In this question, a similar problem is presented, and the solution was to use "multiprocessing.manager.queue". However, this didn't solved the issue in my case.

Side Note

I already considered the following alternative designs:

  • Use HTTP/gRPC/... to share the data: The data that I need to share isn't serializable
  • Use threading.Thread instead of multiprocessing.Process for the data management process: The data management process initializes an object that will throw an error when it is forked, so I cannot initialize this object within the GUnicorn master process.

Solution

  • Gunicorn Issue #1621 somewhat answers my question. As far as I understand this short statement, this is because Gunicorn uses os.fork and not multiprocessing, so the utilities in multiprocessing apparently aren't guaranteed to work with Gunicorn.

    So, instead of directly using multiprocessing.Queue, I replicate the behavior of Queue with another IPC library. Internally, Queue is using a ForkingPickler to serialize the data and this serialized data can also be sent via other IPC libraries, such as ZeroMQ. So, I don't necessarily need the multiprocessing module for this. Unfortunately, directly replacing the Queues with corresponding zeromq code in the above code exhibits the same behavior than in the question.
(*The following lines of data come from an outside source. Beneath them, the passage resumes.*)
PR #896, opened 2019-07-10
Update kind dev tooling to 1.12

roberthbailey:
Part of #717.

A couple of notes:
1. The `go get` install instructions didn't work for me, so instead of trying to keep our instructions up to date I just replaced it with a link to the Kind docs (it turns out they switched to go modules, which was why). 
1. The current version of kind (v0.4.0) doesn't successfully create clusters at 1.11.3 any longer so that was broken. 
1. I tried to use 1.12.10 (the latest 1.12 release) but kind only seems to support 1.12.9.

### DIFF
--- a/build/README.md
+++ b/build/README.md
@@ -298,7 +298,7 @@ Running end-to-end tests on minikube is done via the `make minikube-test-e2e` ta
 Because Kind runs on a docker on the host, some of the standard build and development Make targets
 need to be replaced by kind specific targets.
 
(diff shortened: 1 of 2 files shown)


markmandel:
I'll take this for a spin, but @Kuqd did you also want to look, since KinD was your baby?

roberthbailey:
Kind does not appear to have support for type loadbalancer (see https://github.com/kubernetes-sigs/kind/issues/411) so it'd be great to get your change upstreamed.

PR #897, opened 2019-07-10
Update GKE documentation to 1.12

roberthbailey:
Part of #717.

Notes:
1. As in https://github.com/googleforgames/agones/pull/895, the role binding is no longer required with Kubernetes 1.12+ so I've removed the part. 
1. I've removed the flag to disable basic auth now that it is just setting the default behavior.


markmandel:
Not sure if for this PR, but I assume this should also mean it should also be removed from here?
https://github.com/googleforgames/agones/blob/master/build/includes/google-cloud.mk#L68

roberthbailey:
> Not sure if for this PR, but I assume this should also mean it should also be removed from here?
https://github.com/googleforgames/agones/blob/master/build/includes/google-cloud.mk#L68

Might as well remove it since we are switching to 1.12. If we don't do it now, it'll probably be forgotten. I've removed it and pushed an updated branch.

PR #898, opened 2019-07-11
Fix minikube developer experience

markmandel:
There were some missing attributes and images from the minikube
targets so allocator was not starting up.

This puts them in, and now everything works again!


roberthbailey:
lgtm

PR #904, opened 2019-07-13
fix: Fix gRCP context leaks.

devjgm:
The calls to gRPC methods were each allocating new `ClientContext`
object, then leaking them. ClientContext ownership is retained by the
caller, so it's the caller's responsibility to delete them. The normal
way this is done is to declare a local stack-allocated context, and pass
a pointer to that.

I also did a few small C++-y cleanups, such as the following:

*  Removed the public declaration for `SDKImpl` by making it a private
   internal class. Also, declare this as a struct rather than class
   since it had all public fields.

*  Removed the kPort int. It was never needed as an int, only a string.
   And it was only ever used in one place. The Google style guide says
   that data should be declared in the smallest scope possible, so
   declaring that at file-scope was too broad. In this case, the best
   solution is to just declare the grpc "target" as a string inline
   since it's needed in exactly one place.

*  Using `std::move()` to efficiently move (not copy) the string value
   function arguments.

*  Fixed formatting in .cc file to match .h file by putting the pointer
   asterisk adjacent to the type (this matches the .h file).

I verified that all the code still compiles by running `make`, but I
have not run any tests because AFAICT, there are no unit tests.


markmandel:
@dsazonoff any issues?

sdks/cpp/src/agones/sdk.cc
```diff
@@ -47,84 +43,85 @@ bool SDK::Connect() {
...
-  context->set_deadline(gpr_time_add(gpr_now(GPR_CLOCK_REALTIME),
-                                     gpr_time_from_seconds(30, GPR_TIMESPAN)));
+  grpc::ClientContext context;
+  context.set_deadline(gpr_time_add(gpr_now(GPR_CLOCK_REALTIME),
+                                    gpr_time_from_seconds(30, GPR_TIMESPAN)));
 
   stable::agones::dev::sdk::KeyValue request;
-  request.set_key(key);
-  request.set_value(value);
+  request.set_key(std::move(key));
```
dsazonoff: std::move is redundant here and in next calls of `set_key` and `set_value` because it accepts argument via const reference.

sdks/cpp/src/agones/sdk.cc
```diff
@@ -47,84 +43,85 @@ bool SDK::Connect() {
...
+  request.set_value(std::move(value));
```
dsazonoff: Remove std::move

sdks/cpp/src/agones/sdk.cc
```diff
@@ -47,84 +43,85 @@ bool SDK::Connect() {
...
-  context->set_deadline(gpr_time_add(gpr_now(GPR_CLOCK_REALTIME),
-                                     gpr_time_from_seconds(30, GPR_TIMESPAN)));
+  grpc::ClientContext context;
+  context.set_deadline(gpr_time_add(gpr_now(GPR_CLOCK_REALTIME),
+                                    gpr_time_from_seconds(30, GPR_TIMESPAN)));
 
   stable::agones::dev::sdk::KeyValue request;
-  request.set_key(key);
-  request.set_value(value);
+  request.set_key(std::move(key));
```
dsazonoff: Remove std::move

sdks/cpp/src/agones/sdk.cc
```diff
@@ -47,84 +43,85 @@ bool SDK::Connect() {
...
+  request.set_value(std::move(value));
```
dsazonoff: Remove std::move

sdks/cpp/src/agones/sdk.cc
devjgm: Since C++11, protos also have setters that take rvalues to support efficient moves. To quote from [this doc](https://developers.google.com/protocol-buffers/docs/reference/cpp-generated):

> `void set_foo(string&& value)` (C++11 and beyond): Sets the value of the field, moving from the passed string. After calling this, foo() will return a copy of value.

So I think we want to do one of the following:

A: Keep these moves, or ...
B: Change the function's argument types to be `const std::string&` and not move. 

I recommend (A).

sdks/cpp/src/agones/sdk.cc
devjgm: See previous reply.

sdks/cpp/src/agones/sdk.cc
devjgm: See previous reply.

sdks/cpp/src/agones/sdk.cc
devjgm: See previous reply.

devjgm:
I *think* the build failure is an unrelated flake.

dsazonoff:
@markmandel could you restart a build, please. Code is Ok.

PR #911, opened 2019-07-15
Documentation updates to apply just prior to cutting the 0.12.0 release.

roberthbailey:


roberthbailey:
Marking as ready for review so that this can be merged when appropriate (not sure if that is with the release candidate or the actual release).

markmandel:
I was thinking to merge it before the stable release goes through - since it matches the experience and documentation that will exist once once stable has landed. WDYT?

roberthbailey:
sgtm.

markmandel:
Updating, so we can merge and release this :+1:

PR #908, opened 2019-07-15
Add ensure-sdk-image when run single SDK test

aLekSer:
Fixing issue of SDK conformance make targets.

PR #913, opened 2019-07-16
Fix Rust SDK conformance flakiness, add clean step

### LINKED ISSUE #912: Building the rust sdk leaves untracked files
**What happened**:  Running `make build` results in

```
$ git st
...
Untracked files:
  (use "git add <file>..." to include in what will be committed)

	test/sdk/rust/Cargo.lock
	test/sdk/rust/target/
```

**What you expected to happen**: No untracked files after running a build

**How to reproduce it (as minimally and precisely as possible)**: `make build`

I'm wondering if these files should be inside of the agones-build-sdk-rust docker image instead of on my host machine. Alternatively, they could be added to the `.gitignore`. 

**Environment**:
- Agones version: master branch
- Kubernetes version (use `kubectl version`): _n/a_
- Cloud provider or hardware configuration: Building locally on Mac OS X 10.14.5
- Install method (yaml/helm): _n/a_
- Troubleshooting guide log(s): _n/a_
- Others:

/cc @aLekSer

aLekSer:
Add build and clean step even if we run tests not in a test suite, but
as a single test.
Add additional target `run-sdk-conformance-no-build` which would be useful for debugging with prebuilt SDKs.
`make build` now does not trigger Rust and NodeJS SDK builds.

Closes #912 . 
Contains #908 .


markmandel:
Pretty sure I know why this `stat` error keeps rearing its head.

Working on it, and will create a PR shortly.

markmandel:
Once #919 is working, this should solve this problem.

Basically this test was deleting files, while the e2e process was running `cp -r` and it caused all kind of issues.

This only made worse a previously more rare issue (gocache moving under our feet during the same thing), that caused the same error.

PR #920, opened 2019-07-17
Compliance tests for Reserve(seconds).

markmandel:
Currently only running in the golang test, as that's the only one that implements SDK.Reserve(seconds).

Added a couple of cleanup items in the conformance test makefile as well.

Work on #660

### DIFF
--- a/build/includes/sdk.mk
+++ b/build/includes/sdk.mk
@@ -111,18 +111,18 @@ ensure-build-sdk-image:
 
 # Run SDK conformance Sidecar server in docker in order to run
 # SDK client test against it. Useful for test development
-SECONDS ?= 30
+run-sdk-conformance-local: TIMEOUT ?= 30
 run-sdk-conformance-local: ensure-agones-sdk-image
 	docker run -e "ADDRESS=" -p 59357:59357 \
-	 -e "TEST=ready,allocate,setlabel,setannotation,gameserver,health,shutdown,watch" -e "TIMEOUT=$(SECONDS)" $(sidecar_tag)
+	 -e "TEST=ready,allocate,setlabel,setannotation,gameserver,health,shutdown,watch" -e "TIMEOUT=$(TIMEOUT)" $(sidecar_tag)
 
 # Run SDK conformance test, previously built, for a specific SDK_FOLDER
-SECONDS ?= 30
-run-sdk-conformance-no-build: ensure-agones-sdk-image
+run-sdk-conformance-no-build: TIMEOUT ?= 30
+run-sdk-conformance-no-build: TESTS ?= ready,allocate,setlabel,setannotation,gameserver,health,shutdown,watch
 run-sdk-conformance-no-build: ensure-build-sdk-image
 	sleep 2s && DOCKER_RUN_ARGS="--network=host $(DOCKER_RUN_ARGS)" COMMAND=sdktest $(MAKE) run-sdk-command & \
 	docker run -p 59357:59357 -e "ADDRESS=" \
-	 -e "TEST=ready,allocate,setlabel,setannotation,gameserver,health,shutdown,watch" -e "TIMEOUT=$(SECONDS)" --net=host  $(sidecar_tag)
+	 -e "TEST=$(TESTS)" -e "TIMEOUT=$(TIMEOUT)" --net=host  $(sidecar_tag)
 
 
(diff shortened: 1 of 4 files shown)


markmandel:
@aLekSer you happy with these changes?

test/sdk/go/sdk-client-test.go
```diff
@@ -90,8 +90,11 @@ func main() {
 	if err != nil {
 		log.Fatalf("Could not set annotation: %s", err)
 	}
+	if err = sdk.Reserve(5 * time.Second); err != nil {
```
roberthbailey: nit: should be `if err := sdk.Reserve(...); ...`

build/includes/sdk.mk
```diff
@@ -111,25 +111,25 @@ ensure-build-sdk-image:
...
-	 -e "TEST=ready,allocate,setlabel,setannotation,gameserver,health,shutdown,watch" -e "TIMEOUT=$(SECONDS)" --net=host  $(sidecar_tag)
+	 -e "TEST=$(TESTS)" -e "TIMEOUT=$(TIMEOUT)" --net=host  $(sidecar_tag)
 
 # Run a conformance test for all SDKs supported
 run-sdk-conformance-tests: ensure-agones-sdk-image
 	$(MAKE) run-sdk-command SDK_FOLDER=node COMMAND=build
 	$(MAKE) run-sdk-command SDK_FOLDER=rust COMMAND=build
 	$(MAKE) run-sdk-conformance-test SDK_FOLDER=node
-	$(MAKE) run-sdk-conformance-test SDK_FOLDER=go
+	$(MAKE) run-sdk-conformance-test SDK_FOLDER=go TESTS=ready,allocate,setlabel,setannotation,gameserver,health,shutdown,watch,reserve
```
roberthbailey: Does the reserve test currently fail for the node & rust sdks? If so, are you going to fix that in a follow-up PR?

test/sdk/go/sdk-client-test.go
markmandel: I would respectfully disagree. If I do that, `err` becomes a shadow variable of the previously defined `err` variable.

build/includes/sdk.mk
markmandel: Reserve is not implemented in the other SDKs (yet). I can take on the languages that I know how to write. 

On a broader scope, there is missing functionality from some of the SDKs. In the past, I've started with the Go SDK, and the community has written the updates to the other languages - but we might want to take a review, and fill in any gaps we find.

test/sdk/go/sdk-client-test.go
roberthbailey: My experience with go idioms is to pretty much always scope variables as narrowly as possible, which often causes `err` (since it is a common name) to be shadowed in longer functions. I find this to be perfectly normal, but I can see in a quick google search that other people find it super confusing so I'm ok if you want to leave this as-is.

build/includes/sdk.mk
roberthbailey: So... to answer my original question, it sounds like the conformance test do fail in the other sdks (indicating that they haven't implemented Reserve), right?

Can you open up an issue to audit the existing SDKs for gaps and we can then prioritize getting them up to snuff prior to the 1.0 release.

test/sdk/go/sdk-client-test.go
markmandel: Also my editor complains when I do this :smile:

build/includes/sdk.mk
markmandel: Yes, 100% correct.

I'll do a review, and write up a ticket right now :+1:

markmandel: Done - #927

test/sdk/nodejs/node_modules/agones
```diff
@@ -0,0 +1 @@
+../../../../sdks/nodejs
```
roberthbailey: Should this file (and the next one) but added? They appear when I run tests but I'm not sure whether they should be checked in.

markmandel: oops! probably not. Let me go back and remove them.

Should I .gitignore them now, since I'm in there?

roberthbailey: That sounds like a good idea.

aLekSer:
Thanks for improving make targets.

PR #922, opened 2019-07-18
Add new GameServer lifecycle diagrams for Reserved

markmandel:
Shows how the workflow can exist for 1st party/distributed matchmakers.

Work on #660


build/Makefile
```diff
@@ -392,8 +392,6 @@ gen-crd-client: $(ensure-build-image)
 	docker run --rm $(common_mounts) -w $(workdir_path) $(build_tag) /root/gen-crd-client.sh
 	docker run --rm $(common_mounts) -w $(workdir_path)/pkg $(build_tag) goimports -w .
 
-site-images: $(site_path)/static/diagrams/gameserver-states.dot.png $(site_path)/static/diagrams/gameserver-lifecycle.puml.png
-
 # generate pngs from dot files
```
roberthbailey: Should this part of the makefile move as well? Are there places outside of the website where we generate pngs from dot files and puml files?

site/static/diagrams/gameserver-reserved.puml
```diff
@@ -0,0 +1,74 @@
...
+  available for, so it will not be
+  scaled down
+end note
+Binary -> Matchmaker: Register()
+note right
+  Register with the Matchmaker as
+  available to host a game session
+end note
+note left
+match maker registration
```
roberthbailey: Start with a capital to be consistent with the other notes.

roberthbailey: Is match maker one work (e.g. matchmaker)?

site/static/diagrams/gameserver-reserved.puml
```diff
@@ -0,0 +1,74 @@
...
+  the configured threshold.
+end note
+GameServer <-- SDK: Maintains Healthy status
+
+== Match Maker Registration ==
+group loop
+Binary -> SDK: SDK.Reserve(duration)
+GameServer <-- SDK: Set state to <i>Reserved</i> for duration
+note right
+  <i>duration</i> should be longer
```
roberthbailey: Start with a capital to be consistent with the other notes.

build/Makefile
markmandel: That is true that we don't - but it seemed general enough that maybe leave it where it was.

Honestly, I've no strong opinion on this, so if you feel strongly, I'll move it.

site/static/diagrams/gameserver-reserved.puml
markmandel: Yep, good catch.

markmandel:
Changes made, per comments :+1:

build/Makefile
roberthbailey: If we are still thinking about moving the website to a different repo after 1.0 I'd move it to the site makefile now to make that simpler.

markmandel: Makes perfect sense. Will make the move :+1:

PR #925, opened 2019-07-18
E2E tests for SDK.Reserve(seconds)

markmandel:
Pushes a new simple-udp version (0.13)

Work on #660


roberthbailey:
This should go in before https://github.com/googleforgames/agones/pull/928 since that bumps the image number to 0.14.

PR #926, opened 2019-07-18
Flaky: Make preview --no-promote to avoid promotion race conditions

markmandel:
This sometimes breaks CI, when two app engine apps try and
be promoted at the same time.


markmandel:
More context for anyone not familiar with app engine:

PR #928, opened 2019-07-19
Update K8s Code Generation Tooling to 1.12

markmandel:
Also regenerated the CRD clients with the updated tooling.

Needed to build a udp-server:0.14

Work for #717

### DIFF
--- a/build/build-image/Dockerfile
+++ b/build/build-image/Dockerfile
@@ -44,12 +44,18 @@ RUN go get -u golang.org/x/tools/cmd/goimports
 # RUN gcloud components update
 RUN gcloud components update && gcloud components install app-engine-go
 
+# the kubernetes version for the file
+ENV KUBERNETES_VER 1.12.10
+
 # overwrite kubectl as we want a specific version
-ENV KUBECTL_VER 1.12.10
-RUN curl -LO https://storage.googleapis.com/kubernetes-release/release/v${KUBECTL_VER}/bin/linux/amd64/kubectl && \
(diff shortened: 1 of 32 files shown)


build/build-image/Dockerfile
```diff
@@ -44,13 +44,19 @@ RUN go get -u golang.org/x/tools/cmd/goimports
...
 # overwrite kubectl as we want a specific version
-ENV KUBECTL_VER 1.12.10
-RUN curl -LO https://storage.googleapis.com/kubernetes-release/release/v${KUBECTL_VER}/bin/linux/amd64/kubectl && \
+RUN curl -LO https://storage.googleapis.com/kubernetes-release/release/v${KUBERNETES_VER}/bin/linux/amd64/kubectl && \
     chmod go+rx ./kubectl && \
     mv ./kubectl /usr/local/bin/kubectl
 RUN echo "source <(kubectl completion bash)" >> /root/.bashrc
 
+# install the release branch of the code generator tools
+RUN mkdir -p /go/src && cd /go/src && mkdir -p k8s.io && cd k8s.io && \
```
roberthbailey: I realize it was written this way before, but I don't understand the multiple `mkdir` commands, `mkdir -p` will create intermediate directories so a single `mkdir -p /go/src/k8s.io && cd /go/src/k8s.io \` should do the trick.

markmandel: Oooh! Good point. I'll make this change and then merge.

PR #1072, opened 2019-09-25
Bind the sdkserver to non-ephemeral ports

roberthbailey:
This is in addition to the (now legacy) ephemeral ports.

### DIFF
--- a/cmd/sdk-server/main.go
+++ b/cmd/sdk-server/main.go
@@ -41,8 +41,12 @@ import (
 )
 
 const (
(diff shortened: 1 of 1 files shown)


markmandel:
Just as a note - waiting on a final decision on #851 before reviewing this.

roberthbailey:
/close

I'm going to abandon this and implement this feature as [described here](https://github.com/googleforgames/agones/issues/851#issuecomment-535260745).

PR #1073, opened 2019-09-25
Update of Docsy and Hugo to latest versions.

markmandel:
Mainly done to get access to some new [shortcodes](https://www.docsy.dev/docs/adding-content/shortcodes/), especially the `alert` and `swaggerui` shortcodes.

Also, lots of bug fixes that I had in the queue for both projects are now integrated, so I can remove the workarounds.


roberthbailey:
So this PR has one commit... and 10k files changes. I assume a bunch of the changes were automatically generated but from the PR description it sounds like you did a few things by hand as well. It would be really useful to separate those things into separate commits so that we can easily review the changes made by hand (and easily reproduce the automatic changes if necessary). As it is, I'm not really sure how to properly review this.

markmandel:
_nods_ makes perfect sense, I'll get on it!

site/content/en/docs/Advanced/_index.md
```diff
@@ -4,5 +4,3 @@ date: 2019-01-03T05:44:55Z
 description: "Advanced Guides, Techniques and walk-throughs"
 weight: 300
 ---
-
```
markmandel: Just to be clear - this is removed, as that pagelist is provided automatically in the latest version of Hugo + Docsy, so it's no longer needed.

markmandel:
Gentle bump on re-review. The split in commits was done.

    This problem can be eliminated by putting the complete multiprocessing related code into another script, so the service process s isn't a child process of Gunicorn anymore. This leads to the following code:

    config.py:

    import logging
    import os
    import pickle
    
    import zmq
    
    logging.basicConfig(level=logging.INFO)
    
    bind = "localhost:8080"
    workers = 1
    zmq_url = "tcp://127.0.0.1:5555"
    
    
    def post_fork(server, worker):
        logging.info("Connecting")
        context = zmq.Context()
        with context.socket(zmq.REQ) as socket:
            socket.connect(zmq_url)
            logging.info("Sending request")
            socket.send(pickle.dumps(os.getpid()))
            logging.info("Waiting for a response")
            other_pid = pickle.loads(socket.recv())
        logging.info("Got response from %d", other_pid)
    

    server.py:

    import logging
    import os
    import pickle
    
    import zmq
    
    
    def serve(url):
        context = zmq.Context()
        socket = context.socket(zmq.REP)
        socket.bind(url)
        while True:
            logging.info("Waiting for requests on %s", url)
            message = socket.recv()
            logging.info("Got a message from %d", pickle.loads(message))
            socket.send(pickle.dumps(os.getpid()))
    
    
    if __name__ == '__main__':
        logging.basicConfig(level=logging.INFO)
        serve("tcp://127.0.0.1:5555")
    

    The startup script looks somewhat like this:

    #!/usr/bin/env bash
    set -euo pipefail
    
    python server.py &
    gunicorn -c config.py app:app
    

    This worked reliably during my testing also for killed and restarting workers.